Stored records:

++++++

PR #1649, opened 2022-07-20
Fix several bugs in item grant advancement

arbron:
- Fix issue with item grant choices not appearing in advancement list or advancement config due to `TextEditor._createContentLink` returning node rather than raw HTML
- Fix issue with advancement values not being unset when leveling down due to `mergeObject` no long performing deletions by default
- Fix issue with granted item ID not being stored in advancement data

### DIFF
--- a/module/advancement/advancement.mjs
+++ b/module/advancement/advancement.mjs
@@ -259,8 +259,8 @@ export default class Advancement {
     const advancement = foundry.utils.deepClone(this.item.system.advancement);
     const idx = advancement.findIndex(a => a._id === this.id);
     if ( idx < 0 ) throw new Error(`Advancement of ID ${this.id} could not be found to update`);
-    foundry.utils.mergeObject(this.data, updates);
-    foundry.utils.mergeObject(advancement[idx], updates);
+    foundry.utils.mergeObject(this.data, updates, { performDeletions: true });
+    foundry.utils.mergeObject(advancement[idx], updates, { performDeletions: true });
     this.item.updateSource({"system.advancement": advancement});
     return this;
   }
--- a/module/advancement/types/item-grant.mjs
+++ b/module/advancement/types/item-grant.mjs
@@ -71,19 +71,17 @@ export class ItemGrantAdvancement extends Advancement {
     for ( const [uuid, selected] of Object.entries(data) ) {
       if ( !selected ) continue;
 
-      const ri = retainedData[uuid];
-      if ( ri && !ri._id ) ri._id = foundry.utils.randomID();
-      const item = ri ? new Item.implementation(ri) : (await fromUuid(uuid))?.clone();
-      if ( !item ) continue;
-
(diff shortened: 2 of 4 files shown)


module/advancement/advancement.mjs
```diff
@@ -259,8 +259,8 @@ export default class Advancement {
     const advancement = foundry.utils.deepClone(this.item.system.advancement);
     const idx = advancement.findIndex(a => a._id === this.id);
     if ( idx < 0 ) throw new Error(`Advancement of ID ${this.id} could not be found to update`);
-    foundry.utils.mergeObject(this.data, updates);
-    foundry.utils.mergeObject(advancement[idx], updates);
+    foundry.utils.mergeObject(this.data, updates, { performDeletions: true });
+    foundry.utils.mergeObject(advancement[idx], updates, { performDeletions: true });
     this.item.updateSource({"system.advancement": advancement});
```
aaclayton, line 264: It *should* now in V10 be possible to do this without merging first:
```js
this.item.updateSource({[`system.advancement.${idx}`]: updates});
```

module/advancement/types/item-grant.mjs
```diff
@@ -71,19 +71,17 @@ export class ItemGrantAdvancement extends Advancement {
     for ( const [uuid, selected] of Object.entries(data) ) {
       if ( !selected ) continue;
 
-      const ri = retainedData[uuid];
-      if ( ri && !ri._id ) ri._id = foundry.utils.randomID();
-      const item = ri ? new Item.implementation(ri) : (await fromUuid(uuid))?.clone();
-      if ( !item ) continue;
-
-      item.updateSource({
+      const itemData = retainedData[uuid] ?? (await fromUuid(uuid))?.clone().toObject();
```
aaclayton, line 74: You can clean this up a bit by passing in the extra data as part of the `clone` operation:
```js
let itemData = retainedData[uuid];
if ( !itemData ) {
  const source = await fromUuid(uuid);
  itemData = source.clone({
    _id: foundry.utils.randomID(),
    "flags.dnd5e.sourceId": uuid,
    "flags.dnd5e.advancementOrigin": `${this.item.id}.${this.id}`
  }, {keepId: true}).toObject();
}
```

aaclayton (changes requested):
Two comments for you to investigate.

module/advancement/advancement.mjs
arbron: That seems to be saving it as an array, not an object. Does this only work with `DataModel` enforced types?

aaclayton: > That seems to be saving it as an object, not an array. Does this only work with `DataModel` enforced types?

Ah, yes. My mistake. It only works when the data model specifically defines an `ArrayField` type. Sorry, maybe one for the future!

aaclayton (approved):

PR #1920, opened 2022-11-05
[#1919] Disable grid snapping when placing ability templates onto gridless scenes

### LINKED ISSUE #1919: Disable grid snapping when placing ability templates onto gridless scenes
Currently, when attempting to place an ability template onto a gridless scene, the template will snap to certain points as if a square grid is enabled.

- **Do the Rules as Written (RAW) support this feature? If so, provide some examples.**
    - Yes. The [v5.1 SRD](https://media.wizards.com/2016/downloads/DND/SRD-OGL_V5.1.pdf) makes no mention of playing on a grid. The only mention of playing on a grid appears in the PHB as a variant rule.
- **Is the missing feature in the System Reference Document? If not, it might still be supportable, but it is worth mentioning in the request.**
    - Playing without a grid is not explicitly mentioned in the [v5.1 SRD](https://media.wizards.com/2016/downloads/DND/SRD-OGL_V5.1.pdf). However, neither is playing on a grid.
- **Does this feature help a GM run a fifth edition game in Foundry VTT?**
    - Yes. GMs (and the players of such games) who do not use a grid, but still use battlemaps (like myself) are plagued by inaccurate ability template placement due to snapping being the default behavior, which is not modifiable via the dnd5e settings configuration menu.

SethGallucci:
This pull request modifies the `_onMovePlacement` and `_onConfirmPlacement` methods in the `AbilityTemplate` class to cause ability templates to only undergo pixel-level snapping (effectively no snapping) when placing ability templates onto a gridless scene. Snapping behavior on gridded scenes is unaffected.

Closes #1919

### DIFF
--- a/module/canvas/ability-template.mjs
+++ b/module/canvas/ability-template.mjs
@@ -150,7 +150,8 @@ export default class AbilityTemplate extends MeasuredTemplate {
     let now = Date.now(); // Apply a 20ms throttle
     if ( now - this.#moveTime <= 20 ) return;
     const center = event.data.getLocalPosition(this.layer);
-    const snapped = canvas.grid.getSnappedPosition(center.x, center.y, 2);
+    let interval = canvas.grid.type === CONST.GRID_TYPES.GRIDLESS ? 0 : 2;
+    const snapped = canvas.grid.getSnappedPosition(center.x, center.y, interval);
     this.document.updateSource({x: snapped.x, y: snapped.y});
     this.refresh();
     this.#moveTime = now;
@@ -180,7 +181,8 @@ export default class AbilityTemplate extends MeasuredTemplate {
    */
   async _onConfirmPlacement(event) {
     await this._finishPlacement(event);
-    const destination = canvas.grid.getSnappedPosition(this.document.x, this.document.y, 2);
+    let interval = canvas.grid.type === CONST.GRID_TYPES.GRIDLESS ? 0 : 2;
+    const destination = canvas.grid.getSnappedPosition(this.document.x, this.document.y, interval);
     this.document.updateSource(destination);
     this.#events.resolve(canvas.scene.createEmbeddedDocuments("MeasuredTemplate", [this.document.toObject()]));
   }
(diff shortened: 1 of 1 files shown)


Varriount:
Out of curiosity, what is the current behavior when placing templates on gridless scenes?

SethGallucci:
https://github.com/foundryvtt/dnd5e/issues/1919#issue-1436908923
> Currently, when attempting to place an ability template onto a gridless scene, the template will snap to certain points as if a square grid is enabled.

module/canvas/ability-template.mjs
```diff
@@ -150,7 +150,8 @@ export default class AbilityTemplate extends MeasuredTemplate {
     let now = Date.now(); // Apply a 20ms throttle
     if ( now - this.#moveTime <= 20 ) return;
     const center = event.data.getLocalPosition(this.layer);
-    const snapped = canvas.grid.getSnappedPosition(center.x, center.y, 2);
+    let interval = canvas.grid.type === CONST.GRID_TYPES.GRIDLESS ? 0 : 2;
```
arbron, line 153:
```suggestion
    const interval = canvas.grid.type === CONST.GRID_TYPES.GRIDLESS ? 0 : 2;
```

module/canvas/ability-template.mjs
```diff
@@ -180,7 +181,8 @@ export default class AbilityTemplate extends MeasuredTemplate {
    */
   async _onConfirmPlacement(event) {
     await this._finishPlacement(event);
-    const destination = canvas.grid.getSnappedPosition(this.document.x, this.document.y, 2);
+    let interval = canvas.grid.type === CONST.GRID_TYPES.GRIDLESS ? 0 : 2;
```
arbron, line 184:
```suggestion
    const interval = canvas.grid.type === CONST.GRID_TYPES.GRIDLESS ? 0 : 2;
```

arbron (changes requested):

module/canvas/ability-template.mjs
SethGallucci: In the `_onRotatePlacement` method, should the `delta` and `snap` variables be instead declared with `const`, as well? I figured there was some reason they are declared with `let` and went with that to keep consistency.

arbron: Yeah, anything that isn't redefined later should be a `const`, so you can change those and also `now` in `_onMovePlacement`.

arbron (approved):

Fyorl (approved):

PR #1922, opened 2022-11-05
[#729] Containers!

arbron:
Containers that can actually contain items! Wowza! Actors get containers! Sidebar gets containers! Compendiums get containers! Containers can get other containers!

Backpack

Containers are tracked by a new `system.container` value defined on `PhysicalItemTemplate` which is the ID of the container item. The `backpack` item type then has methods for building a collection from the current `DocumentCollection`, as well as calculating properties like the number of contained items and their weight.

In addition to modifications to `ActorSheet5e` to ensure only the non-contained items are displayed, this also includes a custom version of `ItemDirectory` and `Compendium` that handle hiding items in contains and dragging and dropping full contains. This means that contains can be moved anywhere in the system you want and they will continue to behave properly.


Varriount:
Would this eventually allow for items with multiple "actions" associated with them? For example, with a [Bag of Beans](https://www.dndbeyond.com/magic-items/4579-bag-of-beans) a Player can either plant a single bean (causing a random effect) or dump the bag's contents to the ground (causing a small explosion).

arbron:
> Would this eventually allow for items with multiple "actions" associated with them? For example, a player with [Bag of Beans](https://www.dndbeyond.com/magic-items/4579-bag-of-beans) can either plant a single bean (causing a random effect) or dump the bag's contents to the ground (causing a small explosion).

No, this only supports adding physical items into containers. I have been do some design work on something like that though, but it would be a completely different design more like advancements.

arbron:
> What does the container look like on the character sheet? Can you collapse/expand the contents? And if so, can you use a contained item from that view?

Right now none of the contents are displayed on the character sheet, you have to open up the item itself. Displaying on character sheet requires a bunch of additional changes and I didn't want to bloat the scope of this PR beyond the basic requirements of containers.

p4535992:
Can you add a system setting for disable/enable this ? For anyone want to use external module for accomplish this.

RossGosling:
> Can you add a system setting for disable/enable this ? For anyone want to use external module for accomplish this.

To me it feels like if you wanted to have containers exclusively setup with external modules the onus is on those modules to prevent vanilla containers
If there's appropriate hooks for inventory changes and stuff it shouldn't be a problem?

PR #1925, opened 2022-11-10
[#1884] Add activation cost to Monk's unarmed strike

### LINKED ISSUE #1884: Unarmed Strike (Monk) Has No Activation Cost
This is a small inconsistency that actually does have some impact with other modules.

Your Unarmed Strike (Monk) weapon that is listed under Class Features doesn't have an activation cost. This is inconsistent with the other weapons. Because of this difference, it doesn't show up for the Token Action HUD module, for instance.

kjolern:
I have changed the monk class feature unarmed strike from 0 activation cost to 1 action. Fixes #1884


arbron:
Looks like this was already fixed with #1712 for the upcoming 2.1.0 release.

++++++

EXERCISE DETAILS :: Scan the entries above for the word "flags". Report the lines that hold it.

SOLUTION ::
    "flags.dnd5e.sourceId": uuid,
    "flags.dnd5e.advancementOrigin": `${this.item.id}.${this.id}`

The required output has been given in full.